Considering I can get a budget Les Paul for under $1000 everyone else's Formula 1 model must not be very good.


----------



## Canadian Charlie (Apr 30, 2008)

I just bought my first ever Gibson guitar 2 months ago, a 2010 Les Paul Studio, not a faded one. I found that the workmanship isn't 100%, left the factory with a couple of little scratches, thin clearcoat and the tail piece was a little high (half way up). Sounded great, even better with new pick ups, felt great but for the 1000 euros I paid for it I 'll say it wasn't worth it. Paid for the Gibson name.

I also own a 2008 Epiphone Les Paul Standard Plus Top. The workmanship on it is 120%, thick clearcoat, even and smooth frets, sounds just as good as a Gibson and with the same pick ups as my Gibson it sounds just the same, no defects at all and at 440 euros it was well worth it. 

To sum it up with a Gibson LP you get the name, a case, chrome output jack cover for double the price of a good Epiphone.
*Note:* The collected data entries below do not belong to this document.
PR #3044, opened 2025-01-15
Build light weight PyRuntime without llvm or onnx-mlir

chentong319:
Motivation

 Python driver is needed to run the compiled model. Currently, the driver is built with onnx-mlir and can only be run in the env where onnx-mlir is built, typically inside the onnx-mlir docker image. When the compilation can be done by calling the onnx-mlir docker image, we'd like to run the compiled .so with python driver in the local env, so that all the packages installed in the local env can be used, rather than installing them on top of docker. 

In order to reach this goal, the PR tried to remove the unnecessary dependencies of pyruntime if the light-weight pyruntime is the  target. Otherwise, there is no change in how onnx-mlir is built and used.
Details can be found in docs/build-pyruntime-lit.md. 
I tried the build on a z16 machine: it takes less than 2 minutes.

Components in this PR
1. CMakefile and source code changes to cut the dependencies of pyruntime. An option `ONNX_MLIR_ENABLE_PYRUNTIME_LIT` is used to control Cmake, and consequently a compile definition `ENABLE_PYRUNTIME_LIT` issued to control the source code.
2. Wrap the built pyruntime driver into a python package
3. This python package use python docker package to call the compiler. This is equivalent to docker/onnx-mlir.py in functionality but with "import docker" interface. 

Test
Run successfully with utils/BuildPyRuntimeLit.sh.

Future works:
1. Support of float16
2. Not all llvm utilities are replaced. Only the essential ones have been implemented.
3. Can third_party/onnx be removed?
4. Try to integrate the precompiled lib for different os-arch into the package. Enable user to use pip install the package from pip server.
5. Try to integrate the utils/build-pyruntime-lit.sh into python package and invoke the build when pip install is executed.
6. Add the test of light weight PyRuntime into the build.


CMakeLists.txt
```diff
@@ -11,6 +11,7 @@ option(ONNX_MLIR_ENABLE_STABLEHLO "Enable StableHLO support." ON)
 option(ONNX_MLIR_ENABLE_WERROR "Enable warnings as errors." OFF)
 option(ONNX_MLIR_SUPPRESS_THIRD_PARTY_WARNINGS "Suppress warning in third_party code." ON)
 option(ONNX_MLIR_ENABLE_JAVA "Set to ON for building the Java runtime, tools, and tests" ON)
+option(ONNX_MLIR_ENABLE_PYRUNTIME_LIT "Set to ON for building Python driver of running the compiled model without llvm-project." OFF)
```
AlexandreEichenberger, line 14: Maybe the name should be explained: if off, then no pyruntime is build? Or its build anyway, but when on, then it's only the pyruntime? Or when off, pyruntime is build one way, but when off, its build another way?

Maybe the name could be a bit more explicit, depending on what the answer is from the question above.

minor question: `_LIT` is it for "_LIGHT"?

CMakeLists.txt
```diff
@@ -207,8 +216,12 @@ if (ONNX_MLIR_ENABLE_STABLEHLO)
   add_compile_definitions(ONNX_MLIR_ENABLE_STABLEHLO)
 endif()
 
-add_subdirectory(utils)
-add_subdirectory(include)
-add_subdirectory(src)
-add_subdirectory(docs)
-add_subdirectory(test)
+if (ONNX_MLIR_ENABLE_PYRUNTIME_LIT)
```
AlexandreEichenberger, line 219: I see this (and above): there are some dir that added on both path. Is it that the order of them is important?

MLIR.cmake
```diff
@@ -1,33 +1,38 @@
...
-# won't change accordingly.
-unset(LLVM_DIR CACHE)
-if (NOT DEFINED MLIR_DIR)
-  message(FATAL_ERROR "MLIR_DIR is not configured but it is required. "
-    "Set the cmake option MLIR_DIR, e.g.,\n"
-    "    cmake -DMLIR_DIR=/path/to/llvm-project/build/lib/cmake/mlir ..\n"
-    )
-endif()
+if (ONNX_MLIR_ENABLE_PYRUNTIME_LIT)
+  function(llvm_update_compile_flags name)
```
AlexandreEichenberger, line 4: Can you add a one liner comment on why this function is defined here.

src/Runtime/python/onnxmlirdocker.py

I never owned a Gibson before and wanted one since 1979

BTW Gibson doesn't give you a truss rod wrench with the guitar and there is no felt between the strap buttons and the body, Epiphone does


----------



## smorgdonkey (Jun 23, 2008)

I don't know why anyone is shocked that Gibson can't compete price-wise with American labour. 

Would you work for $3 per day?
Would you work take that job with no benefits?
They don't have laws and rules to conform to over there either.

You are looking at things in a completely incorrect manner if you are even pondering this. It is the same reason that you can't buy a t-shirt made in USA or Canada any more.


----------



## Budda (May 29, 2007)

My lp studio came with a truss rod wrench..


----------



## smorgdonkey (Jun 23, 2008)

Budda said:


> My lp studio came with a truss rod wrench..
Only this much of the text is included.